The new national ID card scheme sought to be introduced by the Government marks a movement towards this totalitarian regime referred to above. Picture ‘Enemy of the State’ and at the least harmful level, “the government knowing where youa re and what you are doing at every point of time” and then ask yourself if its allright that this be the case?

Hopefully, the answer should be a ‘no’;else you are one of those sitting in the chairs attempting to be the very puppet the state wants you to be, and not paying any heed to rights and constitutional protections.

The greatest threat posed by this scheme is that to privacy and individual liberty as a whole. That an individual can exercise his option of free will within a certain space to himself without the state knowing what he or she is doing. This also being perhaps the greatest advantages of a civil democratic society. On the other hand is the dystopic vision of a Orwellian society with the state playing the role of a “Big Brother” and watching everybody’s move. In fact, the Indian Supreme Court has said in as early as in 1964 in Kharak Singh v. State of UP, that nothing is more deleterious to a man’s physical happiness and health than a calculated interference with his privacy.

While there may be some doubts as to the prevalence of this right under the Constitution, the movement on the other hand to legitimize other modes of surveillance and collection of evidence is also disheartening. We are one of the few democratic countries where illegally obtained evidence is still admissible and narco analysis and brain mapping practiced ‘circumstances galore’. All this is done under the garb of state security. That this is the solution for ending the search for terrorists, the problem of illegal immigrants, state enemies and the like. You sell this to the common man and Voila! You get them to sign up for a national ID card program/ scheme. Ofcourse, there are the benefits of easy distribution of ration, programmes for the poor etc… that come along; but they surely don’t mandate a card for every citizen.

It is not just an ID card, but there’s also an angle of biometrics involved. Thus, every citizen would have a number tag, his personal details and biometric descriptions like finger prints, DNA etc… attached. I couldn’t help amusing myself with this thought the moment I saw the IDEA  advertisement on the issue. The one where everybody is referred to by their phone numbers and the new government policy is highlighted in the background.


Sadly unlike the United States and the European Union, the law on privacy in India has one limitation as observed by the Court in PUCL v. Union of India,

“The Right to Privacy is subservient to the interests of the state.”
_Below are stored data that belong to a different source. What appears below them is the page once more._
PR #222, opened 2023-01-19
Set env system wide

mireaulf:


shell/probe/install.ps1
```diff
@@ -73,7 +73,7 @@ if(Test-Path -path $probePath -PathType Leaf) {
 LogMessage "Determining OS"
 $dos = "windows-" + $Env:PROCESSOR_ARCHITECTURE
 $token=RegisterEndpoint
-$Env:PRELUDE_TOKEN = $token
+[System.Environment]::SetEnvironmentVariable("PRELUDE_TOKEN", $token)
```
makk94, line 76: Think this still defaults to current process

Either set scope or I've been trying out `setx`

That’s how easy it is to introduce and prepare a defense around the national ID card scheme. And that’s why it would succeed and my/our concerns wouldn’t be addressed. But if there is any semblance and place for rights being used as trumps against Government power, that rights can simply not be stashed away merely because a certain section would be better off it they were; then there is some hope.

It must be remembered that what is at stake is nothing less that the nature of our society and the power and authority of the state over the individual; something that we cannot afford to lose in a democracy.